現在、Stackoverflow に質問。その後、開発者より回答があった。
ggplot と pandas のバージョンの違いが原因している。 pandas を 0.15.2 にもどすか、近々リリース予定の ggplot を待つことです。
It's a incompatibility between newer pandas and ggplot. Either fix it yourself (it's just a replacement of "row" to "index": github.com/yhat/ggplot/issues/417#issuecomment-118152169) or downgrade to an older pandas version. OR wait for a newer ggplot version, which could take a while :-( – Jan Schulz Aug 16 at 12:02
A python plotting library emulating R's ggplot2
環境
$ ipython
Python 2.7.10 |Anaconda 2.0.1 (64-bit)| (default, May 28 2015, 17:02:03)
IPython 3.1.0 -- An enhanced Interactive Python.
Anaconda is brought to you by Continuum Analytics.
>
ggplot installation
conda install -c https://conda.binstar.org/bokeh ggplot
Error message
# coding: utf-8
# In[1]:
get_ipython().run_cell_magic(u'bash', u'', u'ipython --version')
# In[2]:
get_ipython().magic(u'pylab inline')
# In[3]:
import pandas as pd
a = [1, 1, 2, 1, 1, 4, 5, 6]
df = pd.DataFrame(a, columns=['a'])
# In[4]:
from ggplot import *
# In[5]:
p = ggplot(aes(x='a'), data=df)
p + geom_histogram(binwidth=1)
# Out[5]
---------------------------------------------------------------------------
TypeError Traceback (most recent call last)
/home/satouy/anaconda/lib/python2.7/site-packages/IPython/core/formatters.pyc in __call__(self, obj)
688 type_pprinters=self.type_printers,
689 deferred_pprinters=self.deferred_printers)

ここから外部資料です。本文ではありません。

PR #21, opened 2022-06-09
Create readonly mirrors

caendesilva:


caendesilva:
Ignore the reopen, I just wanted to test if it was possible to restore very old branches

PR #38, opened 2022-06-15
Add DevTools package skeleton 

emmadesilva:


caendesilva:
Closing. It's better to handle this in an autoload-dev of Hyde/Framework

caendesilva:
Here's a link to the only command added https://github.com/hydephp/develop/blob/2af26e2007abb09b755c420e8962ec9c5c69489d/packages/devtools/src/Commands/MakeCommandCommand.php

PR #73, opened 2022-06-20
Remove deprecated CreatesDefaultDirectories action

caendesilva:
The action has been present in Hyde for a long time, originally added to create the default directories required by the Application automatically. To prevent any issues with file generations, this action was called through the service provider whenever the application is booted which is of course very inefficient. Furthermore, once Hyde started to support changing the source and output directories this whole system began to be less reliable. Since then we've moved to dynamically create directories as they are needed.

This PR also adds some .gitkeeps primarily to give a good overview of the Hyde directory structure.


caendesilva:
Okay, all the actual checks are passing. But for some reason codecov analysis is failing. I think it may be because a test was removed?

PR #106, opened 2022-06-24
Add a safer output directory config option to replace deprecated setting

caendesilva:
## About
The `hyde.site_output_path` option was recently deprecated. This update adds an alternative which resolves the relative path within the service provider. This makes it safer to set the output directory to something within the project. If one wants to use an absolute path outside the project that must be done in a service provider, which has now been documented.

> **Warning**
> Hyde deletes all files in the output directory before compiling the site. Don't set this path to a directory that contains important files!

If you want to store your compiled website in a different directory than the default `_pages`, you can change the path using the following configuration option in config/hyde.php. The path is expected to be relative to your project root.

```php
// filepath config/hyde.php
return [
    'output_directory' => 'docs',
];
```

### Setting an absolute path 
If you want to store the output website outside your project with an absolute path you may do so at your own risk using a service provider. This is not supported or recommended as it may cause unintentional file deletions.

```php
// filepath Boot method of a service provider
StaticPageBuilder::$outputPath = '/var/www/my-project/';
```

### DIFF
--- a/CHANGELOG.md
+++ b/CHANGELOG.md
@@ -23,6 +23,7 @@ This serves two purposes:
 
 ### Added
 - Added configuration option `hyde.media_extensions` to allow you to specify additional comma separated media file types. https://github.com/hydephp/develop/issues/39;
+- Adds a safer config option `hyde.output_directory` for customizing the output directory.
 
 ### Changed
 - for changes in existing functionality.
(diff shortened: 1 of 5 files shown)


caendesilva:
Think it's okay that we lost some coverage since the deprecated method will be removed soon

PR #112, opened 2022-06-25
Implement router and improve models

caendesilva:
There are two intentions behind creating a router. One, to provide a convenient helper for developers writing their own Blade views. And secondly, to provide a singular source of truth for the site routes.

The actual process is not changed all that much. There is still no way to manually register routes. Instead, see the new routing module as a way to strictly define how the Hyde autodiscovery works.

This will be especially useful for integrations like the Realtime Compiler that currently relies on a decoding algorithm that breaks if a source directory is customized. Here the integration could boot the Hyde application and get the processed route collection, or it could be pre-compiled into a JSON file similar to how source mapping works. 

In fact, I think it may be better to think of this all as source maps that link together page models with source files and output files as well as URI paths into an interconnected web, or net. Hmm, that reminds me of something.

The update also adds a few new interfaces and methods to define the structure for as well as store information about where files are found and where they should go. This also has the added benefit that site output directories will be supported by all page models. Want to store blog posts in the blog subdirectory? No problem.

TODO:

- [ ] Add tests (right now I actually have no idea if this even works as it is all just sketches at this point)
- [ ] Write documentation (tl;dr: if you are not messing with Blade and PHP integrations you don't need to worry about this, as the automatic routing is still the same, (with the exception that it may be impossible to get route naming conflicts which is a plus and we can remove that validator))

--> 690 printer.pretty(obj)
691 printer.flush()
692 return stream.getvalue()
/home/satouy/anaconda/lib/python2.7/site-packages/IPython/lib/pretty.pyc in pretty(self, obj)
405 if callable(meth):
406 return meth(obj, self, cycle)
--> 407 return _default_pprint(obj, self, cycle)
408 finally:
409 self.end_group()
/home/satouy/anaconda/lib/python2.7/site-packages/IPython/lib/pretty.pyc in _default_pprint(obj, p, cycle)
525 if _safe_getattr(klass, '__repr__', None) not in _baseclass_reprs:
526 # A user-provided repr. Find newlines and replace them with p.break_()
--> 527 _repr_pprint(obj, p, cycle)
528 return
529 p.begin_group(1, '<')
/home/satouy/anaconda/lib/python2.7/site-packages/IPython/lib/pretty.pyc in _repr_pprint(obj, p, cycle)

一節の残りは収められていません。